The reply should consist of the full listing, written out exactly.

> **Material provided**
....................
PR #246, opened 2024-02-23
Command API Fix

DustinGrau:
This restores the start/end values for the command and message API calls to more accurately identify valid requests. This combats an issue which results from a "floating input" on the serial Tx/Rx lines which could result in phantom commands being received by the Proton pack when the Neutrona Wand is disconnected.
....................
> **Expected answer**
PR #246, opened 2024-02-23
Command API Fix

DustinGrau:
This restores the start/end values for the command and message API calls to more accurately identify valid requests. This combats an issue which results from a "floating input" on the serial Tx/Rx lines which could result in phantom commands being received by the Proton pack when the Neutrona Wand is disconnected.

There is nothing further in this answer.